Problem to solve ▸ Below are the records; collect from them each line containing the string "another".

** Opening Data to process block **

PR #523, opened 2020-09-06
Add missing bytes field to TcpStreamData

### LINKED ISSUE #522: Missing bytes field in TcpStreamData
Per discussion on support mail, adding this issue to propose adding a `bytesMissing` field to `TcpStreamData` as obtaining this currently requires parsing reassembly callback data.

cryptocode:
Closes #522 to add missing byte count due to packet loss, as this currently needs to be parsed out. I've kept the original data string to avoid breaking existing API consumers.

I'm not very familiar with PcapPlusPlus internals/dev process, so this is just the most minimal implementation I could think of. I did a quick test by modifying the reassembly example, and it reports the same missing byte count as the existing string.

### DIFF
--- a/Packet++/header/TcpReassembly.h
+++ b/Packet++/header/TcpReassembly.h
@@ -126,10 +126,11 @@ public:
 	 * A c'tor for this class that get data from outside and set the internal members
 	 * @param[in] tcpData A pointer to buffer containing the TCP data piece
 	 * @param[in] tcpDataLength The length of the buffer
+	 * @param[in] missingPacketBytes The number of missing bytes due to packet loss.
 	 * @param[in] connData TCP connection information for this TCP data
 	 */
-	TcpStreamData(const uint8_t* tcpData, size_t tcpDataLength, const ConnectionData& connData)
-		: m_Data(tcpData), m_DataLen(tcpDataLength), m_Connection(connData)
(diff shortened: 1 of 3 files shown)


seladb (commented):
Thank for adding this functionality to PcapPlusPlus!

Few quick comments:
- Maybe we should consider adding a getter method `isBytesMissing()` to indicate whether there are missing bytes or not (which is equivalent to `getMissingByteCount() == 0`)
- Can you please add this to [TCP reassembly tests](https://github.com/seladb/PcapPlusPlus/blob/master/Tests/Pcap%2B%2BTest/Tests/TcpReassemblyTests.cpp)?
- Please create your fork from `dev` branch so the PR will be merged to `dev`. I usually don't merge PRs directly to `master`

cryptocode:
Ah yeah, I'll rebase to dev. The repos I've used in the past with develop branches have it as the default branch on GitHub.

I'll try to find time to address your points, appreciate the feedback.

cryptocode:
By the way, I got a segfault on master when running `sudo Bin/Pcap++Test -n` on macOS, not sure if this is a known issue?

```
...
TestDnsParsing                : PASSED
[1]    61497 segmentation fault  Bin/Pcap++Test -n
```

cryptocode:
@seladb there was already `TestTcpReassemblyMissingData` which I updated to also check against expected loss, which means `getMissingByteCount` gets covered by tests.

** Closing Data to process block **
** Opening Data to process block **

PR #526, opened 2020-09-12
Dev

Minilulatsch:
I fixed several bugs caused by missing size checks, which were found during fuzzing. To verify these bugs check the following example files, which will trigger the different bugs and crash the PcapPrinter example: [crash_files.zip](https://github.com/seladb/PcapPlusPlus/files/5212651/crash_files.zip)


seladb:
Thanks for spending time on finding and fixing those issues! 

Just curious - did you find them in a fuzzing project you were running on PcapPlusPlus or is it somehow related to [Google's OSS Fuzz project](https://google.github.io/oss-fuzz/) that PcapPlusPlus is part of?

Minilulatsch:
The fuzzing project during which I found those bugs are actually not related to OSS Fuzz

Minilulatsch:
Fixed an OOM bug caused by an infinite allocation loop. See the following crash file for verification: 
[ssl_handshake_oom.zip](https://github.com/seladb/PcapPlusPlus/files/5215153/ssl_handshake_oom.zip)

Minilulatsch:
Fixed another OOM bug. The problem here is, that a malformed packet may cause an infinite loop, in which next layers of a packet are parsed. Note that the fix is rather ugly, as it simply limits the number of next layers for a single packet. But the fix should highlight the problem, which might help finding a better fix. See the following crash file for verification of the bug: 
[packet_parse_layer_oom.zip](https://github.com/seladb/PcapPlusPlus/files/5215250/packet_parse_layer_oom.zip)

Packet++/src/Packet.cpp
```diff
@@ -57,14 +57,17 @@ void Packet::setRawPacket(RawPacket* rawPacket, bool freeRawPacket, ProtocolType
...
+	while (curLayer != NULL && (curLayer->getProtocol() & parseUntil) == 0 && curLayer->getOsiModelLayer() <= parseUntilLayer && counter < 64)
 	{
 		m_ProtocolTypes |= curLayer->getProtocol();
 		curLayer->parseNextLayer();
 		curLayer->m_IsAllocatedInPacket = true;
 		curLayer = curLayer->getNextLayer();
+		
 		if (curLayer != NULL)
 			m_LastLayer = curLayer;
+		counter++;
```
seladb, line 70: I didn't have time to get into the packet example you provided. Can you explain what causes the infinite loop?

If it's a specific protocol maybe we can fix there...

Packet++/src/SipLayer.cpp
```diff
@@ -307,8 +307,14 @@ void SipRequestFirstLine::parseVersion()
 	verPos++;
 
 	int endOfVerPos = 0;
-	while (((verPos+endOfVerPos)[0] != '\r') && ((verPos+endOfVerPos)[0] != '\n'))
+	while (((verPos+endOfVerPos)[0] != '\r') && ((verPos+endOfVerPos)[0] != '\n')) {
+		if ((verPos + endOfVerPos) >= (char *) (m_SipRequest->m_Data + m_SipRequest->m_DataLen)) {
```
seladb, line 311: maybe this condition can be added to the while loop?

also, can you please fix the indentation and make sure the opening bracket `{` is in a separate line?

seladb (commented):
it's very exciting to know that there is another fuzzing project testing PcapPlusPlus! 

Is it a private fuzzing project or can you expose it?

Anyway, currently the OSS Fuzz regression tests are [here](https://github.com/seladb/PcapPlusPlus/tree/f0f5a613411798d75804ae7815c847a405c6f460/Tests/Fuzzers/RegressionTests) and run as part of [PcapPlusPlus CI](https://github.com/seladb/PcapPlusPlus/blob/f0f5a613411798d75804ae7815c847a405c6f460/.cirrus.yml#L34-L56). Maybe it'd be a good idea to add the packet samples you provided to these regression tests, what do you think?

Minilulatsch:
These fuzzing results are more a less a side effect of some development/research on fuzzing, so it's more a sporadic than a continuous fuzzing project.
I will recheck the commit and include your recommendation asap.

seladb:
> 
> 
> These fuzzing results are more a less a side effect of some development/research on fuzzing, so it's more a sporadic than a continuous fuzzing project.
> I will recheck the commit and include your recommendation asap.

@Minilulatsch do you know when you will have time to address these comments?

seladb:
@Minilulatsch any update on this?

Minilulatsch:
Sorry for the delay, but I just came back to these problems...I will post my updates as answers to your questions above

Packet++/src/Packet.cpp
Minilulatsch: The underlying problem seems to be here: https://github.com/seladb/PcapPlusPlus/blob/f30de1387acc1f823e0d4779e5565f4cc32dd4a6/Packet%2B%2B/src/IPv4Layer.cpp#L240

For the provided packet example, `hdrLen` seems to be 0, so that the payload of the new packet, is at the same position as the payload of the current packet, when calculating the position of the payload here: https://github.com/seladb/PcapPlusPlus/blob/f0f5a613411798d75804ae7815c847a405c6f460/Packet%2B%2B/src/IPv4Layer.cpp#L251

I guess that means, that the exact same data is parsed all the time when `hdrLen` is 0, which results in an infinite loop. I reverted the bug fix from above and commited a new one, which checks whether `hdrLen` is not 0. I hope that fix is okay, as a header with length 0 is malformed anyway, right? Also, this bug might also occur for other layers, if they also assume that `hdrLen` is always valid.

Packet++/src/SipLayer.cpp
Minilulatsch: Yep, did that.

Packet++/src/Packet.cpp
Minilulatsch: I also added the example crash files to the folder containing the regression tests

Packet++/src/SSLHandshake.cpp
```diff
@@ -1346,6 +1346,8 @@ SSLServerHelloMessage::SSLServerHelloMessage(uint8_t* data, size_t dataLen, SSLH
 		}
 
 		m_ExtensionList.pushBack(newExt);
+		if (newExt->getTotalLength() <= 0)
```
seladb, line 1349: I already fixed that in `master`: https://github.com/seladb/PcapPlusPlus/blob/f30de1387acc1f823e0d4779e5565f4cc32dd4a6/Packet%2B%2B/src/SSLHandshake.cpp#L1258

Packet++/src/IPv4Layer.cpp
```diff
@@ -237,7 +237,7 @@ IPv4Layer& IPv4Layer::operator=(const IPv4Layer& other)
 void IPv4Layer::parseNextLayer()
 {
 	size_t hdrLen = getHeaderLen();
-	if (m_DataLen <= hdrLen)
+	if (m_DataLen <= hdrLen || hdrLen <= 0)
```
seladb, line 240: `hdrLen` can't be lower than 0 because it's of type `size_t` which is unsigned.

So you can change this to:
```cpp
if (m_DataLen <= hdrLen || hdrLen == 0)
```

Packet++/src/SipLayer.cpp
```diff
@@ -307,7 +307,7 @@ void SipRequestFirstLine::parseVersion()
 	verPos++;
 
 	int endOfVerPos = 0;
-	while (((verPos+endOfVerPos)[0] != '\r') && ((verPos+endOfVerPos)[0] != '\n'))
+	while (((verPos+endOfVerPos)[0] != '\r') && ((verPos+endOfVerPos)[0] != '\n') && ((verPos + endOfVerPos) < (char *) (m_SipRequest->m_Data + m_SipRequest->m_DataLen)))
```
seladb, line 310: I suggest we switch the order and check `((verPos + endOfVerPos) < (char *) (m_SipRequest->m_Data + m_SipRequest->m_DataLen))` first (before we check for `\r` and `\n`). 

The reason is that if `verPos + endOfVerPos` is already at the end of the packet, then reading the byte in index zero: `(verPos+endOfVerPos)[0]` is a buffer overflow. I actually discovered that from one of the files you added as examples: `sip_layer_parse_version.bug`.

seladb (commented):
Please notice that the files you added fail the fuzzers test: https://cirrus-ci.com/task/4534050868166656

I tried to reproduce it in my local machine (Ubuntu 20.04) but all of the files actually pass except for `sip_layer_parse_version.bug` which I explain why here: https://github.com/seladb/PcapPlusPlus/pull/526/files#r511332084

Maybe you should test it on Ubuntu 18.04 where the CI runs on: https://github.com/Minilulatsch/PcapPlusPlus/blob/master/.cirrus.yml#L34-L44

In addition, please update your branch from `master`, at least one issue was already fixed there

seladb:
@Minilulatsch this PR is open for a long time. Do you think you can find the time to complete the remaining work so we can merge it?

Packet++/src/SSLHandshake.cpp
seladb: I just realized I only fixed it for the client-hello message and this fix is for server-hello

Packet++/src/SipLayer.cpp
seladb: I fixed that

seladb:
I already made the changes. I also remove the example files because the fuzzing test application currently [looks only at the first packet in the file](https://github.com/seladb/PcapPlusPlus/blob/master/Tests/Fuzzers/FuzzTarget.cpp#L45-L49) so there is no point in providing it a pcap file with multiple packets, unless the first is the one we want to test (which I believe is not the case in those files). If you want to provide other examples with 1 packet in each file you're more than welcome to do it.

** Closing Data to process block **

Exercise output ▸
Fixed another OOM bug. The problem here is, that a malformed packet may cause an infinite loop, in which next layers of a packet are parsed. Note that the fix is rather ugly, as it simply limits the number of next layers for a single packet. But the fix should highlight the problem, which might help finding a better fix. See the following crash file for verification of the bug: 
it's very exciting to know that there is another fuzzing project testing PcapPlusPlus! 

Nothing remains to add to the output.